In the run up to the Election, the Oxford economist, Simon Wren-Lewis, wrote an excellent series of blog posts entitled, ‘Mediamacro myths’, where he drew attention to the false claims made by the Tories and their supporters about Labour’s record in office and their own economic policy achievements. These include the charge that Labour was financially profligate between 1997 and 2008 and that Austerity has worked. So I was surprised to read a more recent post in which he questions whether Labour in general and Ed Balls in particular had any choice but to commit to reducing the Deficit by making cuts in public spending now, now, now! As he put it:
Some, like Robert Skidelsky for example, describe these movements, and a failure to extol the virtues of fiscal policy under Labour, as a mistake. However, I suspect that if Labour’s shadow Chancellor Ed Balls could ever speak the truth, he would say that he did not want to gradually acquiesce to the austerity line, but the evidence from focus groups was overwhelming. Defending Labour before the financial crisis was pointless because it just reminded people that the Great Recession happened under their watch, and that Labour (like everyone else) gave finance too free a hand. The ‘too far, too fast’ line just sounded feeble when the news was all about the Eurozone crisis. In the end, Labour just had to be ‘tough on the deficit’.

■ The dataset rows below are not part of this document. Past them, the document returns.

PR #774, opened 2017-08-11
Tag base images with the OpenShift build name

twaugh:
This avoids a race condition in which two builds are contending over the as-pulled image tag:

1. build A starts
2. build B starts
3. build A is nearly finished and is about to remove the parent image
4. build B tags the parent image
5. build A removes the parent image
6. build B tries to e.g. inspect the parent image, or build the Dockerfile

To avoid this race, each build adds an additional tag to the parent image it pulls, using the value of the OpenShift build name. This keeps the image around until the build is done with it at the end.

The race condition is then between pulling the image and tagging it with this unique ID. This is addressed by retrying the pull if tagging fails.

Also included in this pull request is a plugin for helping to test this.

### DIFF
--- a/atomic_reactor/plugins/pre_pull_base_image.py
+++ b/atomic_reactor/plugins/pre_pull_base_image.py
@@ -11,7 +11,10 @@ Pull base image to build our layer on.
 
 from __future__ import unicode_literals
 
+import docker
+
 from atomic_reactor.plugin import PreBuildPlugin
+from atomic_reactor.util import get_build_json, ImageName
 
 
 class PullBaseImagePlugin(PreBuildPlugin):
@@ -71,9 +74,32 @@ class PullBaseImagePlugin(PreBuildPlugin):
 
         self.workflow.pulled_base_images.add(pulled_base)
 
-        if not base_image.registry:
-            response = self.tasker.tag_image(base_image_with_registry, base_image, force=True)
-            self.workflow.pulled_base_images.add(response)
-            pulled_base = response
+        # Attempt to tag it using a unique ID. We might have to retry
+        # if another build with the same parent image is finishing up
+        # and removing images it pulled.
 
+        # Use the OpenShift build name as the unique ID
+        unique_id = get_build_json()['metadata']['name']
+        base_image = ImageName(repo=unique_id)
+
+        for _ in range(20):
+            try:
+                self.log.info("tagging pulled image")
+                response = self.tasker.tag_image(base_image_with_registry,
+                                                 base_image)
+                self.workflow.pulled_base_images.add(response)
+                break
+            except docker.errors.NotFound:
+                # If we get here, some other build raced us to remove
+                # the parent image, and that build won.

Do we have to be so pessimistic? After all, the Labour Party had 5 years in which to develop and sell its own narrative about its record in office. A story could have been told about all the achievements of the Blair-Brown era - the minimum wage and increasing funding for the NHS up to European levels to name but a few. This could have been followed by an explanation of how this period of progressive improvement was brought to an end by the worst Recession in 300 years. The Recession was the result of a crisis in financial markets that was conceived, designed and delivered by the private sector. There could have been a mea culpa about how Labour in office was seduced, along with all other governments in the developed world, by the argument that markets needed only light touch regulation. The Great Recession showed how the public needed protecting from what the drive for profit maximisation will create in a free market that is left to its own devices. Once you have established the case for the State as regulator and protector and that this role has to be more interventionist and robust than previously accepted, you could go on to talk about other things that the State can do to benefit everyone, not just the poor and needy. For example, the economist Mariana Mazzucato, who wrote the book, The Entrepreneurial State, in which she shows how the technological innovations that made the iPhone possible were created by state-funded research programmes, has suggested that we should be talking about the State as a major wealth creator.
Is this just too fanciful?
One of Ed Miliband’s achievements as Labour Leader was to make inequality an issue. I remember initially when he and other Shadow Cabinet members started talking about the ‘Squeezed Middle’, people laughed as it conjured up images of people walking around in varying degrees of discomfort because their trousers were too tight. But gradually, as the points being made were based on the facts, the issue, re-presented more snappily as ‘The Cost Of Living Crisis’, gained traction in the public mind and in the media. The proof of this was that during the last part of the Coalition government, the Tories found that they had to try to counter this issue. Thus, in February this year, we saw David Cameron telling bosses to give workers a pay rise. Then in March, an IFS paper that explained that since 2007/8, living standards had fallen for everyone except those over 60, was spun as proof that living standards had risen. Most bizarrely of all, the approach of deflation which is generally understood to be a bad thing (otherwise why does George Osborne charge the Bank of England with the job of keeping inflation at 2% rather than zero??!) was hailed as a brilliant policy achievement as it was argued that it would raise real incomes even as nominal pay remained subdued.
So, it was possible to set the policy and campaigning agenda, even if the attempt met with a less than enthusiastic reception initially. The problem with Labour’s decision to embrace Austerity economics was not just that it meant a refusal to rebut the argument that it had been spendthrift in office, but that it seemingly led to an unwillingness to defend anything about its record in office. Does anyone remember the 18 month hospital waiting lists that were normal under John Major, of Gordon Brown’s achievements on Third World debt forgiveness? Talking of forgiveness, it seems to me that if Labour continues to refuse to defend its record in government then it will have to rely on the Electorate’s willingness to forgive it for all its supposed failings before it can be re-elected. Or, of course, wait until everyone who was around in the Naughties either forgets or dies. I, for one, would like to put my trust in something a bit more inspiring than this.